Engineering Contradictions & Design Principles
Engineering Contradiction Analysis
1Reliability
If the system monitors all road users in the vicinity of the ego vehicle, then the comprehensive safety coverage is improved, but the computational complexity and processing time increase
Solution Approach 1:
The system segments road users into different importance levels (highly important, potentially important, and less important) based on their spatial relationship with the ego vehicle and predicted paths.
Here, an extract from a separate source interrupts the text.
Issue #447, opened 2023-10-26
Prevent disable of `VectorSelector` if one of the selected ensembles has vectors!


jorgenherje:
If one or more of the selected ensembles does not have vectors, the ApiStateWrapper prevents interaction with `VectorSelector`. Prevent disable, and rather keep just warning message in view as is.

This segmentation allows the system to focus computational resources on highly important road users while maintaining comprehensive safety coverage through the multi-level classification structure.
Solution Approach 2:
The system applies different levels of analysis and processing quality to different road users based on their local context and importance. Highly important road users receive detailed analysis including path prediction and context fusion, while less important road users receive basic detection only, optimizing the balance between safety coverage and computational complexity.
2Measurement precision
If the system classifies highly important road users using both local and global context, then the accuracy of road user prioritization is improved, but the processing time increases
Solution Approach 1:
The system performs preliminary classification of road users into importance levels using local context before applying the more computationally intensive global context analysis. This preliminary action filters the set of road users that require full context fusion, reducing overall processing time while maintaining classification accuracy for critical cases.
Solution Approach 2:
The system applies full context fusion (local + global context) only to road users who are identified as potentially important through initial local context analysis. For road users determined to be less important, the system uses partial action by relying solely on local context, thereby reducing processing time while maintaining sufficient accuracy for the overall safety system.
3Reliability
If the system accounts for all road users in decision-making, then the safety and trustworthiness of the driving system is improved, but the decision-making efficiency decreases
Solution Approach 1:
The system segments road users into different importance categories and processes them through different decision-making pathways. Highly important road users are incorporated into detailed decision-making with full context analysis, while less important road users are handled through streamlined processes, maintaining trustworthiness through comprehensive consideration while improving decision-making efficiency through differentiated processing.
Solution Approach 2:
The system applies different levels of decision-making quality and detail to different road users based on their importance classification. Critical decisions with full context fusion are applied to highly important road users, while simplified decision rules are applied to less important road users, optimizing the balance between safety/trustworthiness and decision-making efficiency.
Data Source
AI summary
A system and method for providing context aware road user importance estimation that include receiving at least one image of a vicinity of an ego vehicle. The system and method also include analyzing the at least one image to determine a local context associated with at least one road user located within the vicinity of the ego vehicle. The system and method additionally include determining a global context associated with the ego vehicle. The system and method further include fusing the local context and the global context to classify at least one highly important road user that is to be accounted for with respect to operating the ego vehicle.